* Stored records *
PR #248, opened 2021-03-20
ci: write commit tag to env var

TheCatLady:
Writes ~~GitHub repository URL, branch, and~~ commit tag/hash to environment variable~~s~~ in the build environment.

Also tags published images with the commit tag/hash.

**Edit:** @lloesche, do we actually need the repository URL or branch name here, or just the commit tag/hash? The method used to obtain the branch name doesn't work for pull requests.

### DIFF
--- a/.github/workflows/docker-build.yml
+++ b/.github/workflows/docker-build.yml
@@ -45,7 +45,11 @@ jobs:
           file: ./Dockerfile
           platforms: linux/amd64
           push: ${{ github.event_name != 'pull_request' }}
-          tags: ghcr.io/lloesche/valheim-server:latest
+          build-args: |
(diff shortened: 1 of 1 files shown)


lloesche:
This is perfect! Will old tags eventually be released though? If not I'd just skip those. Realistically nobody is ever going to manually pull a certain commit so we're just wasting Github's disk space.

lloesche (approved):
👍 🚢

TheCatLady:
> This is perfect! Will old tags eventually be released though? If not I'd just skip those. Realistically nobody is ever going to manually pull a certain commit so we're just wasting Github's disk space.

This does not retroactively apply to previous builds, if that's what you're asking.  We will just tag images with the hash going forward.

* WHAT IS EXPECTED *
Word for word, transcribe each of the entries above.

* RESPONSE BELOW *
PR #248, opened 2021-03-20
ci: write commit tag to env var

TheCatLady:
Writes ~~GitHub repository URL, branch, and~~ commit tag/hash to environment variable~~s~~ in the build environment.

Also tags published images with the commit tag/hash.

**Edit:** @lloesche, do we actually need the repository URL or branch name here, or just the commit tag/hash? The method used to obtain the branch name doesn't work for pull requests.

### DIFF
--- a/.github/workflows/docker-build.yml
+++ b/.github/workflows/docker-build.yml
@@ -45,7 +45,11 @@ jobs:
           file: ./Dockerfile
           platforms: linux/amd64
           push: ${{ github.event_name != 'pull_request' }}
-          tags: ghcr.io/lloesche/valheim-server:latest
+          build-args: |
(diff shortened: 1 of 1 files shown)


lloesche:
This is perfect! Will old tags eventually be released though? If not I'd just skip those. Realistically nobody is ever going to manually pull a certain commit so we're just wasting Github's disk space.

lloesche (approved):
👍 🚢

TheCatLady:
> This is perfect! Will old tags eventually be released though? If not I'd just skip those. Realistically nobody is ever going to manually pull a certain commit so we're just wasting Github's disk space.

This does not retroactively apply to previous builds, if that's what you're asking.  We will just tag images with the hash going forward.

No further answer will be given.